--- Task data Enclosed Below ---

Issue #1851, opened 2025-04-29
gcc 15.1 breaks leak detection


thetic:
https://gcc.gnu.org/onlinedocs/gcc-15.1.0/gcc/C_002b_002b-Dialect-Options.html#index-fassume-sane-operators-new-delete

```
 8/85 Test  #8: MemoryLeakWarningThreadSafe ....................................................***Failed    0.01 sec
TEST(MemoryLeakWarningThreadSafe, turnOnThreadSafeNewDeleteOverloads)
D:/a/cpputest/cpputest/tests/CppUTest/MemoryLeakWarningTest.cpp:497: error: Failure in TEST(MemoryLeakWarningThreadSafe, turnOnThreadSafeNewDeleteOverloads)
	LONGS_EQUAL(storedAmountOfLeaks + 4, MemoryLeakWarningPlugin::getGlobalDetector()->totalMemoryLeaks(mem_leak_period_all)) failed
	expected <9 (0x9)>
	but was  <5 (0x5)>

 - 0 ms
TEST(MemoryLeakWarningThreadSafe, turnOnThreadSafeNewDeleteOverloadsDebug) - 0 ms
TEST(MemoryLeakWarningThreadSafe, turnOnThreadSafeMallocFreeReallocOverloadsDebug) - 0 ms

Errors (1 failures, 880 tests, 3 ran, 16 checks, 0 ignored, 877 filtered out, 0 ms)
```

https://github.com/cpputest/cpputest/actions/runs/14722153889/job/41317813068?pr=1850#step:6:26

basvodde:
Is this one now fixed?

thetic:
it should be, yes.

PR #1852, opened 2025-04-29
Change codegen for gcc 15.1+

thetic:
Leak detection requires modification of global state during allocation which GCC 15.1 now optimizes out by default[^1]:

> The `-fassume-sane-operators-new-delete` option has been added and enabled by default. This option allows control over some optimizations around calls to replaceable global operators new and delete. **If a program overrides those replaceable global operators and the replaced definitions read or modify global state visible to the rest of the program, programs might need to be compiled with `-fno-assume-sane-operators-new-delete`.**

  This change detects GCC 15.1 and disables that optimization. The CMake build only affects the CppUTest project, not user builds. We have no way of injecting such a flag in users' projects.

Mitigates #1851.

[^1]: https://gcc.gnu.org/gcc-15/changes.html

### DIFF
--- a/CMakeLists.txt
+++ b/CMakeLists.txt
@@ -91,6 +91,17 @@ if(NOT PROJECT_IS_TOP_LEVEL)
   set(CMAKE_MODULE_PATH "${CMAKE_MODULE_PATH}" PARENT_SCOPE)
 endif()
 
+
+if(
+  (NOT CPPUTEST_MEM_LEAK_DETECTION_DISABLED)
+  AND (CMAKE_CXX_COMPILER_ID STREQUAL "GNU")
+  AND (CMAKE_CXX_COMPILER_VERSION VERSION_GREATER_EQUAL "15.1")
+)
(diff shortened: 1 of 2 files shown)


CMakeLists.txt
```diff
@@ -91,6 +91,17 @@ if(NOT PROJECT_IS_TOP_LEVEL)
   set(CMAKE_MODULE_PATH "${CMAKE_MODULE_PATH}" PARENT_SCOPE)
 endif()
 
+
+if(
+  (NOT CPPUTEST_MEM_LEAK_DETECTION_DISABLED)
+  AND (CMAKE_CXX_COMPILER_ID STREQUAL "GNU")
+  AND (CMAKE_CXX_COMPILER_VERSION VERSION_GREATER_EQUAL "13.1")
```
thetic, line 98:
```suggestion
  AND (CMAKE_CXX_COMPILER_VERSION VERSION_GREATER_EQUAL "15.1")
```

--- End of Enclosed Task data ---

Task = Could you write out every entry above exactly as it appears?

Exercise response =
Issue #1851, opened 2025-04-29
gcc 15.1 breaks leak detection


thetic:
https://gcc.gnu.org/onlinedocs/gcc-15.1.0/gcc/C_002b_002b-Dialect-Options.html#index-fassume-sane-operators-new-delete

```
 8/85 Test  #8: MemoryLeakWarningThreadSafe ....................................................***Failed    0.01 sec
TEST(MemoryLeakWarningThreadSafe, turnOnThreadSafeNewDeleteOverloads)
D:/a/cpputest/cpputest/tests/CppUTest/MemoryLeakWarningTest.cpp:497: error: Failure in TEST(MemoryLeakWarningThreadSafe, turnOnThreadSafeNewDeleteOverloads)
	LONGS_EQUAL(storedAmountOfLeaks + 4, MemoryLeakWarningPlugin::getGlobalDetector()->totalMemoryLeaks(mem_leak_period_all)) failed
	expected <9 (0x9)>
	but was  <5 (0x5)>

 - 0 ms
TEST(MemoryLeakWarningThreadSafe, turnOnThreadSafeNewDeleteOverloadsDebug) - 0 ms
TEST(MemoryLeakWarningThreadSafe, turnOnThreadSafeMallocFreeReallocOverloadsDebug) - 0 ms

Errors (1 failures, 880 tests, 3 ran, 16 checks, 0 ignored, 877 filtered out, 0 ms)
```

https://github.com/cpputest/cpputest/actions/runs/14722153889/job/41317813068?pr=1850#step:6:26

basvodde:
Is this one now fixed?

thetic:
it should be, yes.

PR #1852, opened 2025-04-29
Change codegen for gcc 15.1+

thetic:
Leak detection requires modification of global state during allocation which GCC 15.1 now optimizes out by default[^1]:

> The `-fassume-sane-operators-new-delete` option has been added and enabled by default. This option allows control over some optimizations around calls to replaceable global operators new and delete. **If a program overrides those replaceable global operators and the replaced definitions read or modify global state visible to the rest of the program, programs might need to be compiled with `-fno-assume-sane-operators-new-delete`.**

  This change detects GCC 15.1 and disables that optimization. The CMake build only affects the CppUTest project, not user builds. We have no way of injecting such a flag in users' projects.

Mitigates #1851.

[^1]: https://gcc.gnu.org/gcc-15/changes.html

### DIFF
--- a/CMakeLists.txt
+++ b/CMakeLists.txt
@@ -91,6 +91,17 @@ if(NOT PROJECT_IS_TOP_LEVEL)
   set(CMAKE_MODULE_PATH "${CMAKE_MODULE_PATH}" PARENT_SCOPE)
 endif()
 
+
+if(
+  (NOT CPPUTEST_MEM_LEAK_DETECTION_DISABLED)
+  AND (CMAKE_CXX_COMPILER_ID STREQUAL "GNU")
+  AND (CMAKE_CXX_COMPILER_VERSION VERSION_GREATER_EQUAL "15.1")
+)
(diff shortened: 1 of 2 files shown)


CMakeLists.txt
```diff
@@ -91,6 +91,17 @@ if(NOT PROJECT_IS_TOP_LEVEL)
   set(CMAKE_MODULE_PATH "${CMAKE_MODULE_PATH}" PARENT_SCOPE)
 endif()
 
+
+if(
+  (NOT CPPUTEST_MEM_LEAK_DETECTION_DISABLED)
+  AND (CMAKE_CXX_COMPILER_ID STREQUAL "GNU")
+  AND (CMAKE_CXX_COMPILER_VERSION VERSION_GREATER_EQUAL "13.1")
```
thetic, line 98:
```suggestion
  AND (CMAKE_CXX_COMPILER_VERSION VERSION_GREATER_EQUAL "15.1")
```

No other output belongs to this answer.